Source material —
↓↓↓

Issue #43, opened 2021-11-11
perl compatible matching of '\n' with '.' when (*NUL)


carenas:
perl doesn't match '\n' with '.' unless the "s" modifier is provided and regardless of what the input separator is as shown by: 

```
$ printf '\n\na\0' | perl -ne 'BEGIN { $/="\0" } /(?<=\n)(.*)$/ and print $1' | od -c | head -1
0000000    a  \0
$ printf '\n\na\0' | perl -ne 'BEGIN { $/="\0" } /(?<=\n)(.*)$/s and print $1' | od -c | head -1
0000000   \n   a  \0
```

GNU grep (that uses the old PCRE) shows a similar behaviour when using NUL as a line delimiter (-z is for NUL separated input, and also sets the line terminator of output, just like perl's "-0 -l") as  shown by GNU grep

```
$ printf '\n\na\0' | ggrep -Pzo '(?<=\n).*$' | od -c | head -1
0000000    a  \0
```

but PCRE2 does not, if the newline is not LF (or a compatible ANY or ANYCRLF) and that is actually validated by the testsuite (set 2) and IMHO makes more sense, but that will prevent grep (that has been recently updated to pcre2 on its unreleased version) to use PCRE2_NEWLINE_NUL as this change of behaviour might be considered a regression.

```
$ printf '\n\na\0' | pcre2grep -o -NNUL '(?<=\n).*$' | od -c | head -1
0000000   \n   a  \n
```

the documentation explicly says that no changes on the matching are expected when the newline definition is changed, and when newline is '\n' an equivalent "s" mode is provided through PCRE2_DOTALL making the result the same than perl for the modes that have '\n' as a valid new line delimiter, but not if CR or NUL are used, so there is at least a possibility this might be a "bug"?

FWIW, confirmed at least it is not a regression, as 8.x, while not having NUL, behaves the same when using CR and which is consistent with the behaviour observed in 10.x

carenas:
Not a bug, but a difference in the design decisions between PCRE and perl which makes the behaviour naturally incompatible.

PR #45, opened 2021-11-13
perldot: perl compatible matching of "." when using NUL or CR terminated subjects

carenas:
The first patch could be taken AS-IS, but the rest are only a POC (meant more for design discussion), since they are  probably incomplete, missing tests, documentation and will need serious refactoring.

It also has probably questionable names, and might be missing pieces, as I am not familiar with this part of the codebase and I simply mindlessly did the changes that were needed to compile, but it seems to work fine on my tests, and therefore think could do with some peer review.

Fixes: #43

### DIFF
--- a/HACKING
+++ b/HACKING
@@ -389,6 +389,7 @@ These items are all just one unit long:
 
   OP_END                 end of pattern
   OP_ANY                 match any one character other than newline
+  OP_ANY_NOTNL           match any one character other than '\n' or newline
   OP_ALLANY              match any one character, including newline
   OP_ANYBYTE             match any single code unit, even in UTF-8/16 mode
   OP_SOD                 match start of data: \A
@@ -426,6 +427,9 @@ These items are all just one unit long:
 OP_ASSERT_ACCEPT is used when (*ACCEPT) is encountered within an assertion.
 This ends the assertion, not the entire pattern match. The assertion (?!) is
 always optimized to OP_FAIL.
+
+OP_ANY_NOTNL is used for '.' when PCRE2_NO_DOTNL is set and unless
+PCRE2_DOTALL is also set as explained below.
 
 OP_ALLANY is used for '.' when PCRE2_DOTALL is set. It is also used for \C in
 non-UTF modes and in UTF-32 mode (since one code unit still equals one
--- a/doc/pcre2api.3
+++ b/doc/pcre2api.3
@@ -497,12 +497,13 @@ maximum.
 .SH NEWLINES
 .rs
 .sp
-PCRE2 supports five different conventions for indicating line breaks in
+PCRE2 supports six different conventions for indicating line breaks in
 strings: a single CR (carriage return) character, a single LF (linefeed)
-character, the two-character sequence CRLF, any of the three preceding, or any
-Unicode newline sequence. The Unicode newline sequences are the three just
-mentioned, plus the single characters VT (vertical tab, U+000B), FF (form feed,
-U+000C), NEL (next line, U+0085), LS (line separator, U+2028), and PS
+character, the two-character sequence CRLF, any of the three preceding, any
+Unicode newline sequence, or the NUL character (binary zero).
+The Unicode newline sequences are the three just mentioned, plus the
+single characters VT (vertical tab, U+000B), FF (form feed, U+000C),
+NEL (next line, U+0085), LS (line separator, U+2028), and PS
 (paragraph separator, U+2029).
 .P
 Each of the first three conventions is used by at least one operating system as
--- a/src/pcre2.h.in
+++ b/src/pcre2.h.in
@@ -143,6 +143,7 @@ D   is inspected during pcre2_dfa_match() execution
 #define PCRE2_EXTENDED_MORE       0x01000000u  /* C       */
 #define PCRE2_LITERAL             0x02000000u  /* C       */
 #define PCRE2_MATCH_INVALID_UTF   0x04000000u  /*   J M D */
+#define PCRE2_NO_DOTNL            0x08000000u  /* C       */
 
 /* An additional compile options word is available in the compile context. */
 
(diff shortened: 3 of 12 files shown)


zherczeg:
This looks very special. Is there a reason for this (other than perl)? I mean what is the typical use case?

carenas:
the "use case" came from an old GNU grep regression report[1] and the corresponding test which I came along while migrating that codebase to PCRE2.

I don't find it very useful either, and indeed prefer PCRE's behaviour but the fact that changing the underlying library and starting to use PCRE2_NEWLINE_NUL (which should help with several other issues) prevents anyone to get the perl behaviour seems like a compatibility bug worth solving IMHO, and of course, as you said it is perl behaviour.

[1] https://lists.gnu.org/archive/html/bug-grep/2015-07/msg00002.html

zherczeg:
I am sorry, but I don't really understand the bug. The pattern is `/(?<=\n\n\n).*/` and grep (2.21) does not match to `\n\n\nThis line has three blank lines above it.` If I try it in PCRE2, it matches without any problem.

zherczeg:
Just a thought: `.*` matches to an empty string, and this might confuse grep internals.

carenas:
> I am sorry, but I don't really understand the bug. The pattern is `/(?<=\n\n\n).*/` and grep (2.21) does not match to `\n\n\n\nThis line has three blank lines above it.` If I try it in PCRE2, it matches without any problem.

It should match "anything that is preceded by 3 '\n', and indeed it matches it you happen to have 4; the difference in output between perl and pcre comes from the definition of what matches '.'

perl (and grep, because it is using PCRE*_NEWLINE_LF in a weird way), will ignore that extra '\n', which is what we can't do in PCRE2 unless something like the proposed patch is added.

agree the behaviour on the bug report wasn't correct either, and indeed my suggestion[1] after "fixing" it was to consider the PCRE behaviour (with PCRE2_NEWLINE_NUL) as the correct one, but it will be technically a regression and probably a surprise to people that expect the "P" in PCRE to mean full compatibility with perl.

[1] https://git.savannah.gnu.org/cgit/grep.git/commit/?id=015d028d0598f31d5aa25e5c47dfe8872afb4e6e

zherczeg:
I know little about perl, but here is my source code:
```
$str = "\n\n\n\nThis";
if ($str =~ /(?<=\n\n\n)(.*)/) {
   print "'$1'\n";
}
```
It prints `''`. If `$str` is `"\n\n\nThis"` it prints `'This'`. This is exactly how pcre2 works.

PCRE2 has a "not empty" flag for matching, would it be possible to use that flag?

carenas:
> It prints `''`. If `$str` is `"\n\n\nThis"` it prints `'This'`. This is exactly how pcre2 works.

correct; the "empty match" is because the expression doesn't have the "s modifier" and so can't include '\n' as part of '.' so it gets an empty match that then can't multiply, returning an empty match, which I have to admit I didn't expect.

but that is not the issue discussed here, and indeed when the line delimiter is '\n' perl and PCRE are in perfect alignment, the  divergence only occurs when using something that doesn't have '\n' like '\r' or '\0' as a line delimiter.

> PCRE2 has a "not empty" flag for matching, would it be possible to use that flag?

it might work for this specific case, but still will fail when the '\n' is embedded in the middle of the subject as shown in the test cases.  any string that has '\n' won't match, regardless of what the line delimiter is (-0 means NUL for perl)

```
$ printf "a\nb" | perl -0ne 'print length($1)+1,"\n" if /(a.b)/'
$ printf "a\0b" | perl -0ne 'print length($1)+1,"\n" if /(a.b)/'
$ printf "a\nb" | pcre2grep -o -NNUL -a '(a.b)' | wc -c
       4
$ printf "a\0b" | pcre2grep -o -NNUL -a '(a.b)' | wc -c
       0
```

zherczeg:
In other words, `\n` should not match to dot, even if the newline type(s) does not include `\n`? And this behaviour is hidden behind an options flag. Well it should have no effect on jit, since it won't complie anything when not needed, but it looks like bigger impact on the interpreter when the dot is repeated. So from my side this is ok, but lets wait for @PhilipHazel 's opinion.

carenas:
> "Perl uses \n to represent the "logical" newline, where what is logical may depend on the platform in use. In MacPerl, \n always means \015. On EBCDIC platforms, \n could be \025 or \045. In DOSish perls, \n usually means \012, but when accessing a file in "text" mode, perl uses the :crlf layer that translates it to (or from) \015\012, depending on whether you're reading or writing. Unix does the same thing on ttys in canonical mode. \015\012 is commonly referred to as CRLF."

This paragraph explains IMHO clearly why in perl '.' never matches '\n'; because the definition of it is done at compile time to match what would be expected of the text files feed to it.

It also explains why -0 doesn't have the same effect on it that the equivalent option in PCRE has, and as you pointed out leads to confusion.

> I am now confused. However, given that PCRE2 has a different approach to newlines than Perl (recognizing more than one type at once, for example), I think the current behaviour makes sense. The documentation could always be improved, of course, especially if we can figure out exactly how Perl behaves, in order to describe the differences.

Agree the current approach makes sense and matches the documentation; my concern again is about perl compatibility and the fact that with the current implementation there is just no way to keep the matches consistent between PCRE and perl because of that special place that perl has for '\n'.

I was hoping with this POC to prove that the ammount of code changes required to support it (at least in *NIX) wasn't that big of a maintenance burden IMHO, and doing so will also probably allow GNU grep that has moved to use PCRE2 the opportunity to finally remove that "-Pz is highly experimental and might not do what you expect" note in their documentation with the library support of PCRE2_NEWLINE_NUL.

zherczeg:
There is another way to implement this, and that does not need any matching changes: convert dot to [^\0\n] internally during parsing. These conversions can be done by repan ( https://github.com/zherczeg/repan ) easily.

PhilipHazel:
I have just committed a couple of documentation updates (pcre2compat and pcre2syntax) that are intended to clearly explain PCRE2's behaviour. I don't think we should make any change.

↑↑↑

Your goal — Going back to the entries above, set down exactly the lines that begin at the one with "-mentioned, plus the" and end at the one with "three preceding, any", both included, and nothing else.

Solution below —
-mentioned, plus the single characters VT (vertical tab, U+000B), FF (form feed,
-U+000C), NEL (next line, U+0085), LS (line separator, U+2028), and PS
+character, the two-character sequence CRLF, any of the three preceding, any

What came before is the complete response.